Segment Start: Supplied data
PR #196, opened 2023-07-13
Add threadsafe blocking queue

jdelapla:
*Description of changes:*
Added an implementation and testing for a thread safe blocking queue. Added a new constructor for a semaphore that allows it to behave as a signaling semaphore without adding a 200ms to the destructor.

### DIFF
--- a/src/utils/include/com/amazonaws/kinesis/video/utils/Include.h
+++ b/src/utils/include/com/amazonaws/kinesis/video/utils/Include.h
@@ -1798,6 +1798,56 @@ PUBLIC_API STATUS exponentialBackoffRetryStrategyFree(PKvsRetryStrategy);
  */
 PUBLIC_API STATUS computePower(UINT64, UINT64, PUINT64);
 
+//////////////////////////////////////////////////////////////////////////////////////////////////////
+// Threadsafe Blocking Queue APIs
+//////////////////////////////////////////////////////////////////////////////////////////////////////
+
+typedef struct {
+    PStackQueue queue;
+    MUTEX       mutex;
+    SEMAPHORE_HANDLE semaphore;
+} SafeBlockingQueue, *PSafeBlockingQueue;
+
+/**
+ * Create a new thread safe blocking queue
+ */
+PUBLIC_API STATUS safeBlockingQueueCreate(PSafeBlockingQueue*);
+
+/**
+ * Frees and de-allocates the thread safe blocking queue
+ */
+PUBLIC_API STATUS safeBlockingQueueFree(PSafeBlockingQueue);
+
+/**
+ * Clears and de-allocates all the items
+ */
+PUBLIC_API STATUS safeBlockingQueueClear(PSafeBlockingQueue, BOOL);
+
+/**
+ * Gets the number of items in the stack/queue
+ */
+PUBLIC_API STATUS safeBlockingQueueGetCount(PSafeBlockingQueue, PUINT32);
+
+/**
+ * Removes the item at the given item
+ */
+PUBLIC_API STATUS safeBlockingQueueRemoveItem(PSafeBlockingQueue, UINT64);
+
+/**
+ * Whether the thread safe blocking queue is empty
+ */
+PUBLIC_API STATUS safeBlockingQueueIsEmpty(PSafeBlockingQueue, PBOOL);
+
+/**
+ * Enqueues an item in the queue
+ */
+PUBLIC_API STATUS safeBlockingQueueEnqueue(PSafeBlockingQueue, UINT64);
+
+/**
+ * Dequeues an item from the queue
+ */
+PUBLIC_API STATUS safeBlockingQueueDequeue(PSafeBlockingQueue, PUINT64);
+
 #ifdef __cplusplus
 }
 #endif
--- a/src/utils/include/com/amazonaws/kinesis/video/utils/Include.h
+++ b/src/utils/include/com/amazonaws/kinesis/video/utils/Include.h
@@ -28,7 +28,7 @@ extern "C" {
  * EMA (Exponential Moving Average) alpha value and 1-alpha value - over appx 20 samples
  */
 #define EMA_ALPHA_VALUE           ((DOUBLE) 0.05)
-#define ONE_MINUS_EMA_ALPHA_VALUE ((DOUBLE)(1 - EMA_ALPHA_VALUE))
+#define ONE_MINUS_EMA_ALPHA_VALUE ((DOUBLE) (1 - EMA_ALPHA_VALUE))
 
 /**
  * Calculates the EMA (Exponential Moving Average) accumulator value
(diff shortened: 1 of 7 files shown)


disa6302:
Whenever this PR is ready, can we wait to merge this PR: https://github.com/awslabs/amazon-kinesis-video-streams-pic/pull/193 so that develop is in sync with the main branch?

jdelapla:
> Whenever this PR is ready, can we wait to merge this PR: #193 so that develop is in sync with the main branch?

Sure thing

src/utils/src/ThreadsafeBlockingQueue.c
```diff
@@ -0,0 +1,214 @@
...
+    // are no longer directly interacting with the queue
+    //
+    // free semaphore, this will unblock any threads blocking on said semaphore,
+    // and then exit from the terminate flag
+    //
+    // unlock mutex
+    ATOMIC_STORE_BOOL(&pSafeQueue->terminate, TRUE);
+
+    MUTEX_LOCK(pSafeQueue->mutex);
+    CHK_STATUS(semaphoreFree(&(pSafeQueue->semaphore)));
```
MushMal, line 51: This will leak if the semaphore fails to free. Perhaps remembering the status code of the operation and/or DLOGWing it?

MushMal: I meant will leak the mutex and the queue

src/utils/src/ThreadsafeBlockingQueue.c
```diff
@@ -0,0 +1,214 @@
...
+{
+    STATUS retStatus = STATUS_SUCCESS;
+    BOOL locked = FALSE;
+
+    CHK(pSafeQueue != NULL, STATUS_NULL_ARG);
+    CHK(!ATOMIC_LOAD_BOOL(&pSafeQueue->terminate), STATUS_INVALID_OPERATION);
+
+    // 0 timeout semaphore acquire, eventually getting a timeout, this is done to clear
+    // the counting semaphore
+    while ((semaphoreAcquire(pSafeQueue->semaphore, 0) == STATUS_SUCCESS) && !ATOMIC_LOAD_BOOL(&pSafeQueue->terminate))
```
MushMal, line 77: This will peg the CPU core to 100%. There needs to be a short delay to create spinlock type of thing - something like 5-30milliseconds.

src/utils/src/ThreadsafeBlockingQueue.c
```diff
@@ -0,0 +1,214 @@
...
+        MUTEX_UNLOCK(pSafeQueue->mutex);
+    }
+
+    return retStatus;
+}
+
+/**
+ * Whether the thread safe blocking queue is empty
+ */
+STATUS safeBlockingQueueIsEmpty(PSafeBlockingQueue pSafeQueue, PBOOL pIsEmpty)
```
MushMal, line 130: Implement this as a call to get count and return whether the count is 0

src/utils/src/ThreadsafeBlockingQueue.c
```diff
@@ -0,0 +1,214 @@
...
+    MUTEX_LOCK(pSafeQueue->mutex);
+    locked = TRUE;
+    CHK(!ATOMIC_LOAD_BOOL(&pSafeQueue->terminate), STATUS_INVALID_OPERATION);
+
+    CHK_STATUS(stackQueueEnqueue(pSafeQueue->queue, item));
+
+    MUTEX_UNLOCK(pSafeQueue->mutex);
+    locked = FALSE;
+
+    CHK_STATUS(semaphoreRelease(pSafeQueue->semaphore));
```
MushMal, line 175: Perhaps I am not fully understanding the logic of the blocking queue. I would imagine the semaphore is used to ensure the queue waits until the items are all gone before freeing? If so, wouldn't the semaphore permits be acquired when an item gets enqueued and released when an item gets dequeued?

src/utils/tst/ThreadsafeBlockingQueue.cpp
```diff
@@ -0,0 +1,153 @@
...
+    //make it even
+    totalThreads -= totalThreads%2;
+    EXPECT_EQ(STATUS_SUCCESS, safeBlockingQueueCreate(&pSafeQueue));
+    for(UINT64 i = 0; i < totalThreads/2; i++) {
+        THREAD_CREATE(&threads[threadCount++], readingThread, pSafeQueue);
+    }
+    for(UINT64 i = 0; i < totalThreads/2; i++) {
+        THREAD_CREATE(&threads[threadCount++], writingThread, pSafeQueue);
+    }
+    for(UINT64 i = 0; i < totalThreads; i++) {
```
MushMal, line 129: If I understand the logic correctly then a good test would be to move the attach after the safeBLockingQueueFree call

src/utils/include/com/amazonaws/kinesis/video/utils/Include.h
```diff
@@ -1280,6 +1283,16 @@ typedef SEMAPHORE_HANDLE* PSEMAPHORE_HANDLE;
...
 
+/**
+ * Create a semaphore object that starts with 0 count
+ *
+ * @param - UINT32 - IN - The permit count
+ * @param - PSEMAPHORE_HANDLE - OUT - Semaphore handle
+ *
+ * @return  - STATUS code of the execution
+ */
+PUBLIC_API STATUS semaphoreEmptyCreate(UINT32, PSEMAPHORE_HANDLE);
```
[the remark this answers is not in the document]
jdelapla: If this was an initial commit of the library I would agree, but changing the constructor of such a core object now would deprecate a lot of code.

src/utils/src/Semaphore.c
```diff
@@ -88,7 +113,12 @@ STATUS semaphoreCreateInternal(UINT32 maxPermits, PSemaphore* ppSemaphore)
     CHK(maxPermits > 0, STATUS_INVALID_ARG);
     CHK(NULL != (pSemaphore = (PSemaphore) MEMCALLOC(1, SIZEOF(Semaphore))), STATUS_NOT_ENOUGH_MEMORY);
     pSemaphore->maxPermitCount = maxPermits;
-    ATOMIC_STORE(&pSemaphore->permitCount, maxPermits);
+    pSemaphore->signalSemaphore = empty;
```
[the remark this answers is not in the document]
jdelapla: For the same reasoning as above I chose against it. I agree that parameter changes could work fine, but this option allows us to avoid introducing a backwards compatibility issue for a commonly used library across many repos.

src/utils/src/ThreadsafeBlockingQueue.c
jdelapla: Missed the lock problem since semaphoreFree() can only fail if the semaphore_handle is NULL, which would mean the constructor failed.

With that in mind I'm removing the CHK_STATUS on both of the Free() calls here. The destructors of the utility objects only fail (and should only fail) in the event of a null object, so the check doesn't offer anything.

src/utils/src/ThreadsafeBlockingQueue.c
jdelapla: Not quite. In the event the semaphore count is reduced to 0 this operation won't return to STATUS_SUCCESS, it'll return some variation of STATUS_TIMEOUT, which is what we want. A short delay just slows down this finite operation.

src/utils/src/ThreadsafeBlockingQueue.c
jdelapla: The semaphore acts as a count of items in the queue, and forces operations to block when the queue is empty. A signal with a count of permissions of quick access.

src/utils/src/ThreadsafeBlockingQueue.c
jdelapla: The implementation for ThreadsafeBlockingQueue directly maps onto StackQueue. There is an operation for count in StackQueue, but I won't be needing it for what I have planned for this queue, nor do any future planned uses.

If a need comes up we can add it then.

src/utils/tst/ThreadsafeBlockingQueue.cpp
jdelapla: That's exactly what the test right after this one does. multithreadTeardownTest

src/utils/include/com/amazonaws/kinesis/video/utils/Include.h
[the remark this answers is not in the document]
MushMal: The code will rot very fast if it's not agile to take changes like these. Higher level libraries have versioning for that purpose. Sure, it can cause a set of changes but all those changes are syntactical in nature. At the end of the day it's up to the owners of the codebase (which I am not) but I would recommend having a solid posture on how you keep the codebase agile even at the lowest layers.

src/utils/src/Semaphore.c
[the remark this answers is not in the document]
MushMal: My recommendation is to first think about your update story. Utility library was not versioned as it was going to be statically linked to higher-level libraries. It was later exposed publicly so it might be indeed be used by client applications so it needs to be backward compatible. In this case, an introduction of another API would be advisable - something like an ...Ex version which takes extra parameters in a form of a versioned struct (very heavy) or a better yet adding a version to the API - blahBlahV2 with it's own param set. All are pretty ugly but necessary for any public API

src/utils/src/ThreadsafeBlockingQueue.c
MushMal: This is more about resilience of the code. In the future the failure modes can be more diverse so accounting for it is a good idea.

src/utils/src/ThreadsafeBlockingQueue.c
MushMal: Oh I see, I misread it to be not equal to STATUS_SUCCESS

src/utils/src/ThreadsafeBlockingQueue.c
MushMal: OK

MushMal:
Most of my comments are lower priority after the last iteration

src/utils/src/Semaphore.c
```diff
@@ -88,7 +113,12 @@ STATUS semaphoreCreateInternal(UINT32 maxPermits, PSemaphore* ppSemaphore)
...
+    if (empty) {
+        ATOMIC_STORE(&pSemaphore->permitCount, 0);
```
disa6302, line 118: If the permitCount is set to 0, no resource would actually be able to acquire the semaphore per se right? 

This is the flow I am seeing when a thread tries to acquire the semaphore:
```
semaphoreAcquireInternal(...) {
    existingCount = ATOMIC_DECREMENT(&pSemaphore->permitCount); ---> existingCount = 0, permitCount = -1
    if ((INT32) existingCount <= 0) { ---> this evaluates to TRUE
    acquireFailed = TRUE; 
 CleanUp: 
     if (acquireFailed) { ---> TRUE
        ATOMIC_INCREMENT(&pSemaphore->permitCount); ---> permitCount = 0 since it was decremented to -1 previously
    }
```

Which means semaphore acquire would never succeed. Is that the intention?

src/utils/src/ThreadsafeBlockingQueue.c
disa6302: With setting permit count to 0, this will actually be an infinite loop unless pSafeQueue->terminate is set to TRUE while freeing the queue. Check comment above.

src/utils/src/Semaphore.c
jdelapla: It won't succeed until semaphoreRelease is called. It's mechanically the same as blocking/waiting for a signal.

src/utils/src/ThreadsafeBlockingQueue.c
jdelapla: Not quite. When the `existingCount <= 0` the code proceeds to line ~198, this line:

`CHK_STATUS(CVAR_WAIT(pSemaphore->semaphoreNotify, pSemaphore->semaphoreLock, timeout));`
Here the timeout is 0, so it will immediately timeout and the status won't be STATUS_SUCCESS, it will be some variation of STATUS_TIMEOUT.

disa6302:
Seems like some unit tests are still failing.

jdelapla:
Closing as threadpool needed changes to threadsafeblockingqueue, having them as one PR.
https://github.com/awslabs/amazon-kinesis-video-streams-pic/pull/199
Segment End: Supplied data
Segment Start: Supplied data
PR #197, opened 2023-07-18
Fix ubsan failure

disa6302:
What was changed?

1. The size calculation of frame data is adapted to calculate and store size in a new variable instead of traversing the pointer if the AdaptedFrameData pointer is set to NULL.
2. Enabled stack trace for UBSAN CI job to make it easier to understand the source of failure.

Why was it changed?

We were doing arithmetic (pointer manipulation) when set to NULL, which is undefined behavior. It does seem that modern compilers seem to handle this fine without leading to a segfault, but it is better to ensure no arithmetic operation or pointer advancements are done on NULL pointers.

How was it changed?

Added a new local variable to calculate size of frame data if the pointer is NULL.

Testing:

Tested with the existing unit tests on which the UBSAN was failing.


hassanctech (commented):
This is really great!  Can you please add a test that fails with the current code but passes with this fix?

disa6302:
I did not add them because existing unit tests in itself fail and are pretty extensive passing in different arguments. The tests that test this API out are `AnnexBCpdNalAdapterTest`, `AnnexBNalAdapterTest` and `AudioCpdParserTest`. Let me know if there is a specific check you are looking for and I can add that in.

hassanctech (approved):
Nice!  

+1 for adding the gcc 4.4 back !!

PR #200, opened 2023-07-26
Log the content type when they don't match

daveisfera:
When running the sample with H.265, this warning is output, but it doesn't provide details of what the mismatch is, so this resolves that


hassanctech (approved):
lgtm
Segment End: Supplied data
--- Your goal ---
Search the data for the string "threadCount". List each line that has it.

--- Response ---
+        THREAD_CREATE(&threads[threadCount++], readingThread, pSafeQueue);
+        THREAD_CREATE(&threads[threadCount++], writingThread, pSafeQueue);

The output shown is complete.